Multilingualism on the Silk Road: A Diachronic Look and the Origins of 20th/21st C. Xinjiang Language Use and Policy

Wednesday, April 12, 2017 - 1:00pm
William L. Harkness Hall, Room 117 See map
100 Wall St
New Haven, CT

“Multilingualism on the Silk Road: A Diachronic Look and the Origins of 20th/21st C. Xinjiang Language Use and Policy”

1:00 - 2:15 pm
Wednesday, April 12
Room 117, William L. Harkness Hall, 100 Wall Street

Arienne M. Dwyer
Professor of Linguistic Anthropology and Co-Director of the Institute of Digital Research, University of Kansas

 

Multilingualism and cultural contact have characterized the area today known as Chinese Turkestan for at least for the last 3000 years.  Indo-European languages were replaced mostly by Turkic, and now Turkic is being replaced by Chinese.

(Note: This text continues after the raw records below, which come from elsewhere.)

PR #348, opened 2021-11-13
API: new datatype definition

vspetrov:
## What
Changes the UCC.h datatype and reduce_op definitions to support custom dtypes

## Why ?
Current API does not allow support for derived types.

## How ?
dtype and op are 8bytes (uint64_t) values.
Predefined dtypes are still the same from the user perspective (UCC_DT_INT32, etc).
ucc_dt_make_contig, ucc_dt_make_generic

custom op: ucc_op_make_userdefined

Required OMPI change: vspetrov/ompi@9746d0c - MINIMAL

Example of Working code that does UCC_allreduce over custom dtype (struct of fields int+float) and custom reduce op:
https://gist.github.com/vspetrov/1a4cb03b1018ed742e5762768da925db

### DIFF
--- a/src/components/tl/ucp/allreduce/allreduce.h
+++ b/src/components/tl/ucp/allreduce/allreduce.h
@@ -21,16 +21,6 @@ ucc_status_t ucc_tl_ucp_allreduce_init(ucc_tl_ucp_task_t *task);
 #define UCC_TL_UCP_ALLREDUCE_DEFAULT_ALG_SELECT_STR                            \
     "allreduce:0-4k:@0#allreduce:4k-inf:@1"
 
-#define CHECK_USERDEFINED_OP(_args, _team)                                     \
-    do {                                                                       \
-        if (_args.mask & UCC_COLL_ARGS_FIELD_USERDEFINED_REDUCTIONS) {         \
-            tl_error(UCC_TL_TEAM_LIB(_team),                                   \
-                     "userdefined reductions are not supported yet");          \
-            status = UCC_ERR_NOT_SUPPORTED;                                    \
-            goto out;                                                          \
-        }                                                                      \
-    } while (0)
-
 #define CHECK_SAME_MEMTYPE(_args, _team)                                       \
     do {                                                                       \
         if (!UCC_IS_INPLACE(_args) &&                                          \
@@ -43,7 +33,6 @@ ucc_status_t ucc_tl_ucp_allreduce_init(ucc_tl_ucp_task_t *task);
     } while (0)
 
 #define ALLREDUCE_TASK_CHECK(_args, _team)                                     \
-    CHECK_USERDEFINED_OP((_args), (_team));                                    \
     CHECK_SAME_MEMTYPE((_args), (_team));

The linguistic suppletion is not without a cultural cost and occurs within a regional geopolitical calculus. This talk discusses how Mandarin and Uyghur came to be dominant in the region; how linguistic territory is negotiated between Uyghur and Mandarin, not only within Xinjiang but worldwide; and how this negotiation reflects nationalist and geopolitical aspirations of all of the stakeholders. Critical discourse analysis of radio broadcasts informs this analysis.